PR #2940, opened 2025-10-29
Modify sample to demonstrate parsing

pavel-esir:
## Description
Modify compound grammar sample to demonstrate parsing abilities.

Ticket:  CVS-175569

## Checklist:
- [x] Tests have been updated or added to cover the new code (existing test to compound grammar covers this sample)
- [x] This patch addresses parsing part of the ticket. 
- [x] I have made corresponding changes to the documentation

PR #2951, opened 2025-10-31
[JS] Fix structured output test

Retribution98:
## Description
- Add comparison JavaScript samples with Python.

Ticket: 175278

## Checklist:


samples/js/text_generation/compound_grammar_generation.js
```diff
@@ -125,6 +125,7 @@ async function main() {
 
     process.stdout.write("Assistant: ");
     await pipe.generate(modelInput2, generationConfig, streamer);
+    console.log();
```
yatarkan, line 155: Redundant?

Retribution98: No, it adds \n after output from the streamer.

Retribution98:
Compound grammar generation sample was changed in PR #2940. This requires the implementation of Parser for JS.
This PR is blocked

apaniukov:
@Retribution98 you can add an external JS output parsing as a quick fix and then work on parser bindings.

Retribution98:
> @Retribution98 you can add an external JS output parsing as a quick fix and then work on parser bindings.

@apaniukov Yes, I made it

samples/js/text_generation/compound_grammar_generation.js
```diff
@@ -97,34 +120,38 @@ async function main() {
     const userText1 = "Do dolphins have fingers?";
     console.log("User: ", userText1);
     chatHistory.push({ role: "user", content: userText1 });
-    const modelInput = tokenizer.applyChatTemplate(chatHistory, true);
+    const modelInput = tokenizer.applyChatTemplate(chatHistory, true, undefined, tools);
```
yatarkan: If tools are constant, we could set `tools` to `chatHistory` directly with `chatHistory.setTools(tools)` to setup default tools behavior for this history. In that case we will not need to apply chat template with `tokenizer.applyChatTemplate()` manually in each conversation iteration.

==

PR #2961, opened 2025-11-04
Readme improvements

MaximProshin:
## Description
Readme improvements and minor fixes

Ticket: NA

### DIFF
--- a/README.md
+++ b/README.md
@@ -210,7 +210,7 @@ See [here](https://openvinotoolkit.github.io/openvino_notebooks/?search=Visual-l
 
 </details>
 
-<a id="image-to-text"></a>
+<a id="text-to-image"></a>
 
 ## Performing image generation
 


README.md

--

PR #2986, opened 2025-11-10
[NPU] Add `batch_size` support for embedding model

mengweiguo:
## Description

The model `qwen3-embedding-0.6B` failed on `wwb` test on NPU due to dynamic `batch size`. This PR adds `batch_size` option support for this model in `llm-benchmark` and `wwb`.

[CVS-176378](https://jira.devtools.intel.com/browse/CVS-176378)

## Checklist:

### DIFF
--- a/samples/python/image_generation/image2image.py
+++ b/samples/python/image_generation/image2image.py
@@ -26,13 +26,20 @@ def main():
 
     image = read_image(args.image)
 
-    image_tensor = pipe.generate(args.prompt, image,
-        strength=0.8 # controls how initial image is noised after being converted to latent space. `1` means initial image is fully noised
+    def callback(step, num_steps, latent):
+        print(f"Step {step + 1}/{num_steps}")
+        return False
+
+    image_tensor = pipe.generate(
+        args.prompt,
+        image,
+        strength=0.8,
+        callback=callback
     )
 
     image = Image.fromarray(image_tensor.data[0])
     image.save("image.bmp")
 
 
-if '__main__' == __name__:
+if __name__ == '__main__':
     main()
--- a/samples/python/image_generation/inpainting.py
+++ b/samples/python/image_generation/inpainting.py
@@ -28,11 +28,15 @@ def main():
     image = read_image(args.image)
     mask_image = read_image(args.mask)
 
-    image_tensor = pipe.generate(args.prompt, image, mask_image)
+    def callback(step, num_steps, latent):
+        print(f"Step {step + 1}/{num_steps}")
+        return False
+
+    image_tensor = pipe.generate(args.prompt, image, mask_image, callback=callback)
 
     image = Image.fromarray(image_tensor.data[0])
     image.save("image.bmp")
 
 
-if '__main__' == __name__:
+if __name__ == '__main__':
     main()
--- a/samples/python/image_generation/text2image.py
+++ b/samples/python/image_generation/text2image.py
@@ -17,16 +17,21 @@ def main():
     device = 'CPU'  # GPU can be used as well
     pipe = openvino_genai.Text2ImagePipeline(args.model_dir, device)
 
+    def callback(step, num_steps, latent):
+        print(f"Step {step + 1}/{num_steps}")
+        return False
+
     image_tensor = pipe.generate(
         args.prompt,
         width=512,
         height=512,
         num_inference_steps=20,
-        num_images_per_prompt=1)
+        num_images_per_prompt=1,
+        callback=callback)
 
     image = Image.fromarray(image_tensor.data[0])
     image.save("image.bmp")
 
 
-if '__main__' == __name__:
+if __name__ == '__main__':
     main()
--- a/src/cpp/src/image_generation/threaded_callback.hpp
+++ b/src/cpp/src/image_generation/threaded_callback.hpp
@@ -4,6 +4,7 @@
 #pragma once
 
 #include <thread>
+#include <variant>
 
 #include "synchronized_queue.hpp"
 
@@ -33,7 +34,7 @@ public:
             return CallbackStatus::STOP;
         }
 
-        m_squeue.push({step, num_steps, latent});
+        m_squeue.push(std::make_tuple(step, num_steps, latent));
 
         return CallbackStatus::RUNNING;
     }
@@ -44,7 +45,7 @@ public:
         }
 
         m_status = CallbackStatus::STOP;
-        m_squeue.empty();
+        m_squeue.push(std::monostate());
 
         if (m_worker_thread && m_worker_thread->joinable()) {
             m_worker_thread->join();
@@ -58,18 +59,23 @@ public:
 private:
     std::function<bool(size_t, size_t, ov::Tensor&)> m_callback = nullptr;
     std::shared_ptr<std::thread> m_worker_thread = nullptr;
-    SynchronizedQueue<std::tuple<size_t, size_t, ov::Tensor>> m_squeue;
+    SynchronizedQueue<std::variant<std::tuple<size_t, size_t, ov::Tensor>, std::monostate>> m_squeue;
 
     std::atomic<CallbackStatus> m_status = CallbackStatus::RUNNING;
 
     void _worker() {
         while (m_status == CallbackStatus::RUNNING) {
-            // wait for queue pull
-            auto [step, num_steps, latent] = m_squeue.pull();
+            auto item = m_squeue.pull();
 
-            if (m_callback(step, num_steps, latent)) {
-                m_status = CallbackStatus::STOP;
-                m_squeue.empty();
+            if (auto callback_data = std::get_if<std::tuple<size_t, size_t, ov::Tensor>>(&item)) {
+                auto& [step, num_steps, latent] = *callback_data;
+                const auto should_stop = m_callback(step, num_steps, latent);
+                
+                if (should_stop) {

## To do:
The lines above, starting at the one with "PR #2940, opened 2025-10-29" and ending at the one with "- Add comparison", are the only ones to return, exactly as written.

## Answer for the task:
PR #2940, opened 2025-10-29
Modify sample to demonstrate parsing

pavel-esir:
## Description
Modify compound grammar sample to demonstrate parsing abilities.

Ticket:  CVS-175569

## Checklist:
- [x] Tests have been updated or added to cover the new code (existing test to compound grammar covers this sample)
- [x] This patch addresses parsing part of the ticket. 
- [x] I have made corresponding changes to the documentation

PR #2951, opened 2025-10-31
[JS] Fix structured output test

Retribution98:
## Description
- Add comparison JavaScript samples with Python.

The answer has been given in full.